### TASK INSTRUCTIONS
Search the records below for the word "must". Copy each line where it occurs.
[[ RECORDS PROVIDED open ]]
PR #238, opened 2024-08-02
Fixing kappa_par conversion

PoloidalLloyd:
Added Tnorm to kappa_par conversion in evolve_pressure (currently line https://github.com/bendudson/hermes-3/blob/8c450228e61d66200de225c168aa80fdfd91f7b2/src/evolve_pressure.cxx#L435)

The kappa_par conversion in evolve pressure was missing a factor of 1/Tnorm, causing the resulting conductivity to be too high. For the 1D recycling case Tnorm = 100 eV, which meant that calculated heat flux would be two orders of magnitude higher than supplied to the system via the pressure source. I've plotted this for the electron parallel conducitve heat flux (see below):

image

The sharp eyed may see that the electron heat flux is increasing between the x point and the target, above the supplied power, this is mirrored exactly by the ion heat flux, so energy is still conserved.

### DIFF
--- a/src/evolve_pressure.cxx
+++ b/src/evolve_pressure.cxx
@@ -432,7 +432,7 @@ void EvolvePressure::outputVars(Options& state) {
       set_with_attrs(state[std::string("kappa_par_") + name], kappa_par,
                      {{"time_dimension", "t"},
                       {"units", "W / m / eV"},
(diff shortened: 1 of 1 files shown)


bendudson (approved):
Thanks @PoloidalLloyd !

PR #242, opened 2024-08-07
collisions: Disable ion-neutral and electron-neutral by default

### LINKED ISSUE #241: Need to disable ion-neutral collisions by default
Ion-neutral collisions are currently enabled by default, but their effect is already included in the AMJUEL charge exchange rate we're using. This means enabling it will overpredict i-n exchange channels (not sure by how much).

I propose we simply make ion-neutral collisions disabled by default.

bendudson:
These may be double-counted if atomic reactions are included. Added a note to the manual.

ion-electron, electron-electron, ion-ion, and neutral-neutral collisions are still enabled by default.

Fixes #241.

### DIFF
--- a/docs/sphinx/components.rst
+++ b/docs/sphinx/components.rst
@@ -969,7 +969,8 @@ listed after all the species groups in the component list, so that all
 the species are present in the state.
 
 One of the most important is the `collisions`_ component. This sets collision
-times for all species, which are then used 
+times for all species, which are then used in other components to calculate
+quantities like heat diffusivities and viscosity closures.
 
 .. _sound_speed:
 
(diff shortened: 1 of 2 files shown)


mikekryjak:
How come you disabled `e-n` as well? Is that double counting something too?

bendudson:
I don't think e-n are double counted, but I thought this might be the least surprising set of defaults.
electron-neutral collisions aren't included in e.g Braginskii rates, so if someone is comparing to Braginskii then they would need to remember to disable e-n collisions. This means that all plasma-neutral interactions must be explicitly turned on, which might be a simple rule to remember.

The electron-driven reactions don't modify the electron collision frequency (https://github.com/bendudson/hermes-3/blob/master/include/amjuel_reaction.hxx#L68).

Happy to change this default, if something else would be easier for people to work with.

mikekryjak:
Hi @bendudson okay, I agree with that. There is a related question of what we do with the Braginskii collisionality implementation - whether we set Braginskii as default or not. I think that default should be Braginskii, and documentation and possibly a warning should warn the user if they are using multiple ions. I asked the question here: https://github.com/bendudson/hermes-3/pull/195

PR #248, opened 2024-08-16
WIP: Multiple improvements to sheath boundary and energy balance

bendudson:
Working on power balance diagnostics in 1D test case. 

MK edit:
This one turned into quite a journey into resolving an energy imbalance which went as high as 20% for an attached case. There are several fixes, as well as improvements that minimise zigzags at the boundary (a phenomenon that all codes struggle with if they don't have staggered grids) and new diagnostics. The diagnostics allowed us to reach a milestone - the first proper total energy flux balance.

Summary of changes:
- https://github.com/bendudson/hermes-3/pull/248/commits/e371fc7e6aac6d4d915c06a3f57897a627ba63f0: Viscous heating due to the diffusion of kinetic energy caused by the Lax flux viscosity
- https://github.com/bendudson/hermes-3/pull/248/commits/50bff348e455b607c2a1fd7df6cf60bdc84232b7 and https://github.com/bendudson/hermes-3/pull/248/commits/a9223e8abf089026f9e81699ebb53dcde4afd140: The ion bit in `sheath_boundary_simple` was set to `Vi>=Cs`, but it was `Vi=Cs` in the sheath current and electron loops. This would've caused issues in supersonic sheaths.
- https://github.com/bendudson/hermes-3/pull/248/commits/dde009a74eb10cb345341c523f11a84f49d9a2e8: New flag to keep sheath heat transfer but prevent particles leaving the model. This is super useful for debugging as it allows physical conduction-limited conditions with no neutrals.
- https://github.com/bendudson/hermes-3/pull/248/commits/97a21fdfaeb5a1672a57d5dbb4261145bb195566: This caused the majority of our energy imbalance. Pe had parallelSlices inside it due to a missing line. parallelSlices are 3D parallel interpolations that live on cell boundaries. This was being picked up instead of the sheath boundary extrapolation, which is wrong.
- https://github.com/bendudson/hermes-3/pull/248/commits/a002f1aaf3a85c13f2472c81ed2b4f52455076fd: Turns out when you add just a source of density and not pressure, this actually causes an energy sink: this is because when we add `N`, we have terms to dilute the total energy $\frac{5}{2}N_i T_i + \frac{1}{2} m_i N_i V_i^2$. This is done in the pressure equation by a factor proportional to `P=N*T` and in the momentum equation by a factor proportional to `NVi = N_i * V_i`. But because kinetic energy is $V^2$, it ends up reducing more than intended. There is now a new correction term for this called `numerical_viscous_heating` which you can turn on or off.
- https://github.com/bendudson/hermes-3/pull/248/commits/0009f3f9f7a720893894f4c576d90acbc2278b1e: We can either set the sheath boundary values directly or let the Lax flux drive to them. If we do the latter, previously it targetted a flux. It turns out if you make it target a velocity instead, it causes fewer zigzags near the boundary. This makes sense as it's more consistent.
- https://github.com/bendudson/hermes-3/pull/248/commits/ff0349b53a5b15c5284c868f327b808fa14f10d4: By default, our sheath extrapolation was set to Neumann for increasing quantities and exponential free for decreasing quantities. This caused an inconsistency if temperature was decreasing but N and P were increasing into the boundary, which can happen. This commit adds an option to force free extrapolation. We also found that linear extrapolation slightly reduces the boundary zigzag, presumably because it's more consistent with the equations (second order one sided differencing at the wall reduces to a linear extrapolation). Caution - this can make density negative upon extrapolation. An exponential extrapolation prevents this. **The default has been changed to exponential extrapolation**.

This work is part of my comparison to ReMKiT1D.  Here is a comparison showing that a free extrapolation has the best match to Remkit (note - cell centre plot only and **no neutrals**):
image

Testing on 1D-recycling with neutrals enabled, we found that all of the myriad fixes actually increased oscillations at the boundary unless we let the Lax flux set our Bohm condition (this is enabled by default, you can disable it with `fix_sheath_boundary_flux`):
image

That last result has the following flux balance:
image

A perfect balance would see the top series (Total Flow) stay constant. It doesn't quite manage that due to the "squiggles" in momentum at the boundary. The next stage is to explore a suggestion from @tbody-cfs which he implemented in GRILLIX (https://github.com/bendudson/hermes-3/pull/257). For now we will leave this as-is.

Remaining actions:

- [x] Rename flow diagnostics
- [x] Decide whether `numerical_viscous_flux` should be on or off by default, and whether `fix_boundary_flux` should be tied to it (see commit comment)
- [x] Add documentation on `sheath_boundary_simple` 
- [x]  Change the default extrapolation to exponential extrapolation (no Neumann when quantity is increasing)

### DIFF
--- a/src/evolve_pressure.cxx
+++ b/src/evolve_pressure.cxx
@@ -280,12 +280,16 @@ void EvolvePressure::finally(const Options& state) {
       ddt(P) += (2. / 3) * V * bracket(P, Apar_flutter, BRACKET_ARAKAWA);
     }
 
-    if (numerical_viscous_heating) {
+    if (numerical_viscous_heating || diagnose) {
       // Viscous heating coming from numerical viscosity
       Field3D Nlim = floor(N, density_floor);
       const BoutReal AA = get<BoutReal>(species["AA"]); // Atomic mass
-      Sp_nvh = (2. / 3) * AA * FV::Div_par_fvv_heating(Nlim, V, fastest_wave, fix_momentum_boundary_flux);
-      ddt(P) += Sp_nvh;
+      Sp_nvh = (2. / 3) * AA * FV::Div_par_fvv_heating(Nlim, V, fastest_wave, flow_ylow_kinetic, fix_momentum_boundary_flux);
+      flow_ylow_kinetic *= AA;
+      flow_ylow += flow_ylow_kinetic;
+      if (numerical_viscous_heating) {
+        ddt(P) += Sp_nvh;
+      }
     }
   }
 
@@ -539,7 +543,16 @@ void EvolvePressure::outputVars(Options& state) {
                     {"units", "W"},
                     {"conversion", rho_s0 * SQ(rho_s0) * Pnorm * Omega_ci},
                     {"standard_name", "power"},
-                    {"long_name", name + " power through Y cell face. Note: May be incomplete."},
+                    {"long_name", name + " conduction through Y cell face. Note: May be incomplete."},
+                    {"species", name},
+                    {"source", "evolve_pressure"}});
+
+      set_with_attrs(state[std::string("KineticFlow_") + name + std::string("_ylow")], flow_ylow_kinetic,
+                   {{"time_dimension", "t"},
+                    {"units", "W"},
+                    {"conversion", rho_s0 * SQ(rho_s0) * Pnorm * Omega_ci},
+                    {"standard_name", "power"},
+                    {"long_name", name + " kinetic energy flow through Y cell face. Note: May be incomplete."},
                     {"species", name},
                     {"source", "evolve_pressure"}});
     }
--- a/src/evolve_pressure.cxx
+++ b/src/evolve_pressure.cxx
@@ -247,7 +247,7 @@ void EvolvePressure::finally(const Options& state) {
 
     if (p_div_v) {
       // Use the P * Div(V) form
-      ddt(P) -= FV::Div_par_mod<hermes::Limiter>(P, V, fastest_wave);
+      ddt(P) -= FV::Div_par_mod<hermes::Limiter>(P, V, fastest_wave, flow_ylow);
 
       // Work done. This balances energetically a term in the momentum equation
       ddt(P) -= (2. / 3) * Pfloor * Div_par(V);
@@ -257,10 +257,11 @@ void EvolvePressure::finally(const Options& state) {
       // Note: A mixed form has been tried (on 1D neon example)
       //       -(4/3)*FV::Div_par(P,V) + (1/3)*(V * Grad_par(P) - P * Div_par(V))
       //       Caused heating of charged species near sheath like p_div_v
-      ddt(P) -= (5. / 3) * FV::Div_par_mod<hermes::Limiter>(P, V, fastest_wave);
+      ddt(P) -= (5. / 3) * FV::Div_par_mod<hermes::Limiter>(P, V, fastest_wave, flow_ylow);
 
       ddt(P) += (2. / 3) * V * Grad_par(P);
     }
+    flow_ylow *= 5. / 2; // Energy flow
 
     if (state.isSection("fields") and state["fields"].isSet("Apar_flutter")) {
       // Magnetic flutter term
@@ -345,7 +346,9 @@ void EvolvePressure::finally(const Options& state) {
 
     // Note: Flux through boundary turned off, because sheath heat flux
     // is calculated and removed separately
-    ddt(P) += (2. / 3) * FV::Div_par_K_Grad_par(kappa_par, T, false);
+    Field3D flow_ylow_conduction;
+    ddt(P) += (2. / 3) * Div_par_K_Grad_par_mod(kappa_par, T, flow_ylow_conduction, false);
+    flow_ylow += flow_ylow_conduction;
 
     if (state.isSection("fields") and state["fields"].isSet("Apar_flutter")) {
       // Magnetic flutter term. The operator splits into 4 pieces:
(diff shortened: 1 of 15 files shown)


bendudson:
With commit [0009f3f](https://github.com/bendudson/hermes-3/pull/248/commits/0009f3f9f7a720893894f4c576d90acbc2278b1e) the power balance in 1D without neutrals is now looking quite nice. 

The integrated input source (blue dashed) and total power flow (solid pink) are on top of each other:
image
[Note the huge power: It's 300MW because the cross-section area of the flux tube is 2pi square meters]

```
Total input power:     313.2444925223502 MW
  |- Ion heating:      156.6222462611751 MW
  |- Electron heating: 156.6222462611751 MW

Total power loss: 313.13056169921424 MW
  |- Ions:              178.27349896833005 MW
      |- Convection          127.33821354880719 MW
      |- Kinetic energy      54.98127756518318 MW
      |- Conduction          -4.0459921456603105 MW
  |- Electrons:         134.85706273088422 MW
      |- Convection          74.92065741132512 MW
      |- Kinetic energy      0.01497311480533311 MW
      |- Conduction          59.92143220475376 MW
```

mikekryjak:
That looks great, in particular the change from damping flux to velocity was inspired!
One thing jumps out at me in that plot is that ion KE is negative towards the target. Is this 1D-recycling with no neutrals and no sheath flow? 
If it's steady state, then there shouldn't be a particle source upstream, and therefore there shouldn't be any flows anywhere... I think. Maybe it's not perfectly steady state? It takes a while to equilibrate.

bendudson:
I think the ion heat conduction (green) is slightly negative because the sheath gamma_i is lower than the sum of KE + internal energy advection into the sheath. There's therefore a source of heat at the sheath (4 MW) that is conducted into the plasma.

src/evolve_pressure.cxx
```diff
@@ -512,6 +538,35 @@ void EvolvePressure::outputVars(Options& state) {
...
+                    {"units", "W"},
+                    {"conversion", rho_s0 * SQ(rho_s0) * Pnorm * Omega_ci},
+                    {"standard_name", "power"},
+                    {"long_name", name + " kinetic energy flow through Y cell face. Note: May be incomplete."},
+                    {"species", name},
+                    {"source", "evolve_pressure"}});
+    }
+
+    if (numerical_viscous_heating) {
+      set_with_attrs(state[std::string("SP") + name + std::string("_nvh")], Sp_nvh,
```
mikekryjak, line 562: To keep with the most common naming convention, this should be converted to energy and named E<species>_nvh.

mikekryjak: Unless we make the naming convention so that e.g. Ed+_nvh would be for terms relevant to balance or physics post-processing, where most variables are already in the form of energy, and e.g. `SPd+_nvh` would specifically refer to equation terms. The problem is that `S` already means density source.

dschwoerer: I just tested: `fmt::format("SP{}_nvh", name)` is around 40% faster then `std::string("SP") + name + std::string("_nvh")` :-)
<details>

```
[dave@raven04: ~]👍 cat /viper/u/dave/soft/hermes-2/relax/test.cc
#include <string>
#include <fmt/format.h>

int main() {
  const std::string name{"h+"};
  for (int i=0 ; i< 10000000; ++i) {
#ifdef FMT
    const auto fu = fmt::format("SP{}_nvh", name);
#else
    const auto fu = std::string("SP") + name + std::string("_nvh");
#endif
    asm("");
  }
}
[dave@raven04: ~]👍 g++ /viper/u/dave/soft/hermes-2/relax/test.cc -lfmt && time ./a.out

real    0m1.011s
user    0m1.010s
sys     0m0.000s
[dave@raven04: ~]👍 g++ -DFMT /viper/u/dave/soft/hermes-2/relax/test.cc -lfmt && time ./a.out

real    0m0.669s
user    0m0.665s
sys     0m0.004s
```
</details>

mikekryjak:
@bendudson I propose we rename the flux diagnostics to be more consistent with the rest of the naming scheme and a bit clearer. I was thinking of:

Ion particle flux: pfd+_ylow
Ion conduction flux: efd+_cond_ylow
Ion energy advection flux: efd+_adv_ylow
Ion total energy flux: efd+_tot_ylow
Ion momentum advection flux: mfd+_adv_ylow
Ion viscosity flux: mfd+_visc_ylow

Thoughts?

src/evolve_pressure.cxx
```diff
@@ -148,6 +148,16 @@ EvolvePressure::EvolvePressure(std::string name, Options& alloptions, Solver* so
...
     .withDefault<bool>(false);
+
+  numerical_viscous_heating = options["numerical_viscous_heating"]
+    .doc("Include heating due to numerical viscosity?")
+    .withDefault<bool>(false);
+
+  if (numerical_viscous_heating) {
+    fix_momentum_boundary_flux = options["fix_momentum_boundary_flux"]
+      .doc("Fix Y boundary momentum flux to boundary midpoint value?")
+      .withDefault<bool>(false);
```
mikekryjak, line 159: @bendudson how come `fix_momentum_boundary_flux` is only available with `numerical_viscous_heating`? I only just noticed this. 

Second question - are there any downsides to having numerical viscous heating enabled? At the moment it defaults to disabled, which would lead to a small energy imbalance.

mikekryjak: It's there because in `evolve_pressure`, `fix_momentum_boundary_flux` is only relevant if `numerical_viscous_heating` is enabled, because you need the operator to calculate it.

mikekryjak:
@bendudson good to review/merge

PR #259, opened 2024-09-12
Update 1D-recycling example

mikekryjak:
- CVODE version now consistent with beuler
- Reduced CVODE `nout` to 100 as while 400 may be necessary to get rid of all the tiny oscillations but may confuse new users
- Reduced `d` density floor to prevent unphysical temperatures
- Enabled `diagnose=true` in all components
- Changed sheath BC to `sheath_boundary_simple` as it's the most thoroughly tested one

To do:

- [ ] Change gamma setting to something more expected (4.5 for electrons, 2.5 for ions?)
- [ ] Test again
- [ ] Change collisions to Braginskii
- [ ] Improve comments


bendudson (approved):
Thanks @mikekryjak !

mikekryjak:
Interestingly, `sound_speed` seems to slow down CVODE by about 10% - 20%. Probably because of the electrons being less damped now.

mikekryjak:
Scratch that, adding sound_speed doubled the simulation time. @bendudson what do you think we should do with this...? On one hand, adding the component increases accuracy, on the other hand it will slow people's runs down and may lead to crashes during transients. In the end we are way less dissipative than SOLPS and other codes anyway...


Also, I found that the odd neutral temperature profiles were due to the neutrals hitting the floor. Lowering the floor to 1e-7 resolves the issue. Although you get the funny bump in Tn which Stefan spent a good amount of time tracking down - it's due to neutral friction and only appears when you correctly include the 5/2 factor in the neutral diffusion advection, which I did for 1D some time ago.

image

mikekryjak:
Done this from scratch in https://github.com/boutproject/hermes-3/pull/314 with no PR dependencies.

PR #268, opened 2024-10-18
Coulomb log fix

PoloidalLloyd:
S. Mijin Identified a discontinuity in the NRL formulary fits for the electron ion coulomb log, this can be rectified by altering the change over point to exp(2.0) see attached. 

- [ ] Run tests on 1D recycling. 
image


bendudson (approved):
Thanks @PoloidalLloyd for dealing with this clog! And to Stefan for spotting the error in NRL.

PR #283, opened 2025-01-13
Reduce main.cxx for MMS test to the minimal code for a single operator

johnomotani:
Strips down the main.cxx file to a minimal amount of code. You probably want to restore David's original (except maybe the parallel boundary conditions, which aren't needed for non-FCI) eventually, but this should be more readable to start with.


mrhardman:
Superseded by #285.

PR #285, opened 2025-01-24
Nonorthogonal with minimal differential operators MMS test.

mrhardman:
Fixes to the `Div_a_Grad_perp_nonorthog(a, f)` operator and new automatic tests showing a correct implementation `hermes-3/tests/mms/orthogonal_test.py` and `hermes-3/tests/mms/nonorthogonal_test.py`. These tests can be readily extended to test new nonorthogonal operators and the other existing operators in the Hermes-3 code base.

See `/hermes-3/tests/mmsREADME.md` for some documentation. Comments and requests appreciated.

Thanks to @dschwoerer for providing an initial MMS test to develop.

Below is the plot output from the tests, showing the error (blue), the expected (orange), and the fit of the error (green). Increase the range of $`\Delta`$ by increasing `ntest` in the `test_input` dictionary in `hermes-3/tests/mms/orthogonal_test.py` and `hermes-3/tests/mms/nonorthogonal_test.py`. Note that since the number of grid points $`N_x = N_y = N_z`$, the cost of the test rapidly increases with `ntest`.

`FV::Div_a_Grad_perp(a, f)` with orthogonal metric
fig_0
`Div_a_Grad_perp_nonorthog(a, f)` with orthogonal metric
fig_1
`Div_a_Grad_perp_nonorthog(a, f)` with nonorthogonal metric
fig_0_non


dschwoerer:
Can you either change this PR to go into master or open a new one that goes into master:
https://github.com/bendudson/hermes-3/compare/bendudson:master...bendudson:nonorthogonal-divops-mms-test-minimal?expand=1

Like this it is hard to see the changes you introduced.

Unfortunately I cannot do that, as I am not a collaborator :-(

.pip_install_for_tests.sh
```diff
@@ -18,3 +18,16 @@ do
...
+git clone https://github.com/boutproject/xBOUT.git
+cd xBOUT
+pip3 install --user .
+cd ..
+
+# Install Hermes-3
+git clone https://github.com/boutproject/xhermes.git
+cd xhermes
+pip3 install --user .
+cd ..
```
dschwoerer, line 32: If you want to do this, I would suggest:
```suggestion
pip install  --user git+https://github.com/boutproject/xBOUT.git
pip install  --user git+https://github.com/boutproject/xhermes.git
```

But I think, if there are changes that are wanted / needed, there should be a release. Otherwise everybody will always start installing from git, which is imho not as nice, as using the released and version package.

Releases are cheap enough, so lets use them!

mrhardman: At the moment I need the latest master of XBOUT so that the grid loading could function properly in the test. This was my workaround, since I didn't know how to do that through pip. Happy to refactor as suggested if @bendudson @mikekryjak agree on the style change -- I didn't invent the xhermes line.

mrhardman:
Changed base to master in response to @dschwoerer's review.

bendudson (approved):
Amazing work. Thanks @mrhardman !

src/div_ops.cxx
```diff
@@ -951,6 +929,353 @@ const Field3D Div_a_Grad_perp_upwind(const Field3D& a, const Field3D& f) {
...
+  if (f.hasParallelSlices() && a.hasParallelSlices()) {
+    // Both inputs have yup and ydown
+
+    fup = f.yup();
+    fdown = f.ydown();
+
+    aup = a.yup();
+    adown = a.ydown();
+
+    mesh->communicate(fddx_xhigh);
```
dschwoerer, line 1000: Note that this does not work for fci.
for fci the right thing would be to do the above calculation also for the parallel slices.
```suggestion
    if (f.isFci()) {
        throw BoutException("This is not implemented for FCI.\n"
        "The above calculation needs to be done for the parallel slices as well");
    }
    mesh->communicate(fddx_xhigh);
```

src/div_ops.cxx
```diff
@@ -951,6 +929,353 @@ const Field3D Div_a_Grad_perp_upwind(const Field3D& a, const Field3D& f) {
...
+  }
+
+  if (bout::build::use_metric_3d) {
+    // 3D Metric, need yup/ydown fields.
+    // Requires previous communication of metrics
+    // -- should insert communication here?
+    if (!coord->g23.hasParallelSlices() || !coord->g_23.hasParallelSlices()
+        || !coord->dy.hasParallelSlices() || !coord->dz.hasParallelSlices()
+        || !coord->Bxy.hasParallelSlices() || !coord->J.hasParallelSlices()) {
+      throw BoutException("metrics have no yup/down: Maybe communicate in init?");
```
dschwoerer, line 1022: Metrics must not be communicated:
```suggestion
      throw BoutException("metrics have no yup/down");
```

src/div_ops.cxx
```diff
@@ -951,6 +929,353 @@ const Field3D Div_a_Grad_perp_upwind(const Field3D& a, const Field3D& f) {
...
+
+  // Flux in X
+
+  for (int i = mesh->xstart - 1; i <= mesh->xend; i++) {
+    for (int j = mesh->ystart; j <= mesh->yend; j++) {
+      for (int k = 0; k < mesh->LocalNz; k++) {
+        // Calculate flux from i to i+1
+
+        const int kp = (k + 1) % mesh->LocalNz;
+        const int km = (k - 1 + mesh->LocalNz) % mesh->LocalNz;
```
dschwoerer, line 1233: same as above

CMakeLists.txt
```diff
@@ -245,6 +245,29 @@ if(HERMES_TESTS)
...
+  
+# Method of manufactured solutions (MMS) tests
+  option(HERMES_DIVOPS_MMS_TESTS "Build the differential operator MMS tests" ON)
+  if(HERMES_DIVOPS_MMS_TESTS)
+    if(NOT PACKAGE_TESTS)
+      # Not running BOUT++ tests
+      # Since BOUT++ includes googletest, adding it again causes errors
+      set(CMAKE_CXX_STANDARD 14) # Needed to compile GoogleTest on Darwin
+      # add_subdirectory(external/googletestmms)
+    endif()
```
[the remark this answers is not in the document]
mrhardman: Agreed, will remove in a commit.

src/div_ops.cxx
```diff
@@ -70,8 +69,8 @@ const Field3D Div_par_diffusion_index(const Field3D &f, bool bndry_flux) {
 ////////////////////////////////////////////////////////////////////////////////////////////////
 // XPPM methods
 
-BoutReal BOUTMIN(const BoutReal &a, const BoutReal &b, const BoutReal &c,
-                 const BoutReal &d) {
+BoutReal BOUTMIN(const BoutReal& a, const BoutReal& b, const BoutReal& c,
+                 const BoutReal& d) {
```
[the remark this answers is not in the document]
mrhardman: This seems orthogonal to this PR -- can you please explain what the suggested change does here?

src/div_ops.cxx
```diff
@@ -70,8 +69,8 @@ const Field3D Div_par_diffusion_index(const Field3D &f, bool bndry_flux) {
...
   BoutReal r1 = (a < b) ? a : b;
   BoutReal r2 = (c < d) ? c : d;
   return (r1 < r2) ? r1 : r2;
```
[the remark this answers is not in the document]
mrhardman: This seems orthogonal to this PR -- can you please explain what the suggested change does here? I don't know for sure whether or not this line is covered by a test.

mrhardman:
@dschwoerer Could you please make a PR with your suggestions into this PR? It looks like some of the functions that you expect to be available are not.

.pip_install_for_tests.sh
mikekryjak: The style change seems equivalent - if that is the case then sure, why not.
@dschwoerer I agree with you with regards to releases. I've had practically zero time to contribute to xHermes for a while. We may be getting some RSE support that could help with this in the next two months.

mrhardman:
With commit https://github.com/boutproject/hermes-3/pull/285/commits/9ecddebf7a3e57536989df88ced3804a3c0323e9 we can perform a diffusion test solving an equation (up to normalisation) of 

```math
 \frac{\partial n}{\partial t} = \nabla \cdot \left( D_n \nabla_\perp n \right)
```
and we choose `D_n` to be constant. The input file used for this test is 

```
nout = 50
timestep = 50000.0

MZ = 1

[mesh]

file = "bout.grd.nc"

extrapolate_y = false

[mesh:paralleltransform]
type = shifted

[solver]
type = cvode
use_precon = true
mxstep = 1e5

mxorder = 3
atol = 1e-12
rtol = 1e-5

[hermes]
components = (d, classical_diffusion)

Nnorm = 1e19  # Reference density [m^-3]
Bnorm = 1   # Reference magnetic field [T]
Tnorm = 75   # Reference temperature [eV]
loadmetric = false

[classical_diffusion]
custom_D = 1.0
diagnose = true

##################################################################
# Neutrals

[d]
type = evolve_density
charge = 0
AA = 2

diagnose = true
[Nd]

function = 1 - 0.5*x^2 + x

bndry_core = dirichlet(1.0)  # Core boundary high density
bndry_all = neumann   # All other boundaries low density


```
[[ RECORDS PROVIDED closed ]]
### ANSWER BELOW
electron-neutral collisions aren't included in e.g Braginskii rates, so if someone is comparing to Braginskii then they would need to remember to disable e-n collisions. This means that all plasma-neutral interactions must be explicitly turned on, which might be a simple rule to remember.
dschwoerer, line 1022: Metrics must not be communicated:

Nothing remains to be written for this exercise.